RapidPlan™ Knowledge-Based Planning: Clinical Adoption Takes Off

RapidPlan™ knowledge-based planning is helping clinicians at centers around the world achieve greater consistency, efficiency, and quality in radiotherapy treatment planning. RapidPlan streamlines the planning process by using shared clinical knowledge to provide estimated dose volume histograms that can be used as a guideline and starting point. Planners can use shared models or create their own to reflect preferred treatment methodologies and protocols. This can reduce or even eliminate the need for multiple, time-consuming iterations when producing treatment plans.

“Delivering high-quality treatments with advanced techniques like volumetric modulated arc therapy (VMAT) or image-guided radiotherapy can be a challenge,” says Catherine Khamphan, PhD, medical physicist with the Institut Sainte Catherine in Avignon, France. “RapidPlan knowledge-based planning is a powerful tool that aggregates information from existing treatment plans to estimate an optimized and achievable dose distribution for new patients. Carefully implemented, it can improve treatment quality and efficiency. The time savings are significant.”

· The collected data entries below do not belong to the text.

PR #590, opened 2026-09-06
refactor: drop Boost.Algorithm

Becheler:
### Before submitting

### Type of change

- [ ] Bug fix
- [ ] Documentation
- [ ] Build, CI, or tooling
- [ ] Other (specify below)

- [x] No

### What this PR does

- `topology.hpp`: replaced `algorithm/minmax.hpp` include with `<algorithm>`
- `howard_cycle_ratio.hpp` and `bc_clustering.hpp`: replaced `boost::first_max_element` with an explicit first-max loop
- `graphviz.hpp`: replaced `boost::algorithm::replace_all` with a quote-escape loop
- `read_graphviz_new.cpp`: replaced `boost::algorithm::to_lower_copy` with `std::transform`
- `parallel_edges_loops_test.cpp` and `all_planar_input_files_test.cpp`: replaced `boost::split` with a loop
- Added `test/bc_clustering_test.cpp`: guards the max-edge pick (bridge removed, graph splits into 2 components)

`std::max_element` is not usable here: it requires a ForwardIterator, and libc++ enforces that with a hard static_assert, but BGL's edge iterators declare a category that does not satisfy it. `boost::first_max_element` had no such check, so the replacement is a short explicit loop instead.

### Motivation

Boost.Algorithm adds 30 dependencies for something that STL and short loops can do easily.

### Checklist

### DIFF
--- a/include/boost/graph/bc_clustering.hpp
+++ b/include/boost/graph/bc_clustering.hpp
@@ -9,7 +9,6 @@
 #ifndef BOOST_GRAPH_BETWEENNESS_CENTRALITY_CLUSTERING_HPP
 #define BOOST_GRAPH_BETWEENNESS_CENTRALITY_CLUSTERING_HPP
 
-#include <boost/algorithm/minmax_element.hpp>
 #include <boost/graph/betweenness_centrality.hpp>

RapidPlan also helps to bridge the experience gap. “It enables more homogeneous plan quality across different planners,” Khamphan says, adding that without such a tool, plans created manually might not do as well sparing organs-at-risk (OAR) or covering the target. “RapidPlan helps us avoid the use of such suboptimal plans.”

French Team Develops RapidPlan Models for Treating Head & Neck and Prostate Cancer

Khamphan and her colleague, medical physicist Veronique Bodez, PhD, initially focused their efforts on creating RapidPlan models for two disease sites: head & neck and prostate.

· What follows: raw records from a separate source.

PR #1060, opened 2018-03-22
Remove trailing whitespace (git doesn't like it!)

atsaloli:
Remove trailing whitespace from inventory/aix.cf as git complains about
it.

In Git core.whitespace configuration settings, `blank-at-eof` treats
blank lines added at the end of file as an error (enabled by default).

I ran into this when using git to update our MPF. I had to override
it with `git apply --whitespace=warn` to get git to actually apply
the patch to inventory/aix.cf


atsaloli:
:+1:

PR #1062, opened 2018-03-23
Added .ropeproject to .gitignore

olehermanse:


nickanderson:
What's this for?

nickanderson:
Python rope a refactoring library

olehermanse:
It is used by Atom-IDE (Facebook and github's effort to bring IDE like functionality to atom), possibly other editors also.

PR #1064, opened 2018-03-31
Add CoreOS paths to lib/paths.cf

atsaloli:


atsaloli:
I downloaded a CoreOS ISO and booted it up in VMWare and verified all the paths.

nickanderson:
Thank you!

“We had in-house guidelines that we were using; but we still found inhomogeneities in our datasets, such as structure definitions and clinical trade-offs, especially for hear & neck treatments,” said Khamphan. “RapidPlan helped us to correct this. We quickly found that implementing RapidPlan amounted to a ‘quality assurance’ for our practice.”

Khamphan and her colleagues measured the efficacy of their RapidPlan models by looking at the number of optimizations needed to reach clinical goals. They discovered that, with RapidPlan, one optimization was often enough, while a planner working manually sometimes must generate five or more.

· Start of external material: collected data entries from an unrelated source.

PR #1052, opened 2018-02-19
ENT-2797 Do not manage cf-consumer and redis-server after they have been removed

nickanderson:
This change avoids managing cf-consumer and redis-server after they have been removed.

Knowledge of removal based on cfengine_MAJOR_MINOR hard classes defined for
cfredis_in_enterprise and cfconsumer_in_enterprise in def.cf and update_def.cf

PR #1065, opened 2018-04-05
ENT-2797 Do not manage cf-consumer since it is no longer used

nickanderson:


vpodzime:
@nickanderson, isn't this also part of #1052 already?

nickanderson:
@vpodzime  yes it is, but @olehermanse  asked that I move it to a separate PR because he is working on removing cf-consumer first. If we merge this then I will close #1052 and open a new PR for just the redis stuff.

vpodzime:
OK, thanks for the explanation.

PR #1066, opened 2018-04-06
ENT-3482: Refresh hosts materialized view every 5 minutes.

aleksandrychev:


aleksandrychev:
@nickanderson please review

cfe_internal/enterprise/CFE_hub_specific.cf
```diff
@@ -526,6 +526,28 @@ bundle agent cfe_internal_refresh_inventory_view
...
 }
 
+bundle agent cfe_internal_refresh_hosts_view
+# @brief Refresh hosts materialized view every 5 minutes
+{
+  meta:
+
+    (policy_server|am_policy_hub).enterprise_edition::
+
+      "tags" slist => { "enterprise_maintenance" };
```
nickanderson: Good use of tagged bundle for automatic running.

cfe_internal/enterprise/CFE_hub_specific.cf
```diff
@@ -526,6 +526,28 @@ bundle agent cfe_internal_refresh_inventory_view
...
+
+  commands:
+
+    (policy_server|am_policy_hub).enterprise_edition::
+
+      "$(sys.workdir)/httpd/php/bin/php"
+        args => "$(cfe_internal_hub_vars.docroot)/index.php cli_tasks materialized_hosts_view_refresh",
+        comment => "This refreshes the hosts view. If the hosts view is not refreshed then it will contain stale data.",
+        handle  => "mpf_fresh_hosts_view",
+        classes => kept_successful_command,
```
nickanderson: I think that we should remove this classes => kept_successful_command constraint.

It causes the command to be interpreted as a promise kept, instead of a promise repaired, but it is actually a change ot the system, so I think we should interpret it so. We have removed this from other promises for similar reasons before.

cfe_internal/enterprise/CFE_hub_specific.cf
```diff
@@ -526,6 +526,28 @@ bundle agent cfe_internal_refresh_inventory_view
...
+        if => countlinesmatching("materialized_hosts_view_refresh", "$(cfe_internal_hub_vars.docroot)/application/controllers/Cli_tasks.php");
```
nickanderson: I don't think this constraint makes sense.

countlinesmatching() returns an int not a boolean. https://docs.cfengine.com/docs/3.10/reference-functions-countlinesmatching.html

I guess this should probably be something like `if => isgreaterthan( countlinesmatching(), 0 );`

aleksandrychev:
>I think that we should remove this classes => kept_successful_command constraint.
done

>I guess this should probably be something like if => isgreaterthan( countlinesmatching(), 0 );
thanks, works!

cfe_internal/enterprise/CFE_hub_specific.cf
```diff
@@ -526,6 +526,27 @@ bundle agent cfe_internal_refresh_inventory_view
...
+
+    (policy_server|am_policy_hub).enterprise_edition::
+
+      "tags" slist => { "enterprise_maintenance" };
+
+  commands:
+
+    (policy_server|am_policy_hub).enterprise_edition::
+
+      "$(sys.workdir)/httpd/php/bin/php"
```
nickanderson: Lets add a stakeholder for future xreferencing.

```
"$(sys.workdir)/httpd/php/bin/php" -> { "ENT-3482" }
```

nickanderson:
One more change, then please squash.

aleksandrychev:
@nickanderson done.

nickanderson:
Thanks!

“We found that 85 percent of the hear & neck plans optimized with RapidPlan were clinically acceptable after the first attempt. “Plan quality is at least equal or improved, and the OAR sparing is significant in most cases. Also, we believe we can improve on those rates as we improve our models,” Khamphan said.

So far, about 170 patients have received treatments planned using RapidPlan at Institut Sainte Catherine.

“We see that our patients have benefited from the overall improvement in plan quality: better OAR sparing and better dose homogeneity in the target for most cases,” Khamphan said. “We have a few striking examples of plans where RapidPlan increased the target coverage while sparing OAR beyond what the planner achieved. Our physicians are impressed by both the improvement in plan quality and also by the efficiency. Indeed, a treatment can be quickly re-planned if the physician observes anatomical changes, for example, tumor size or weight loss.”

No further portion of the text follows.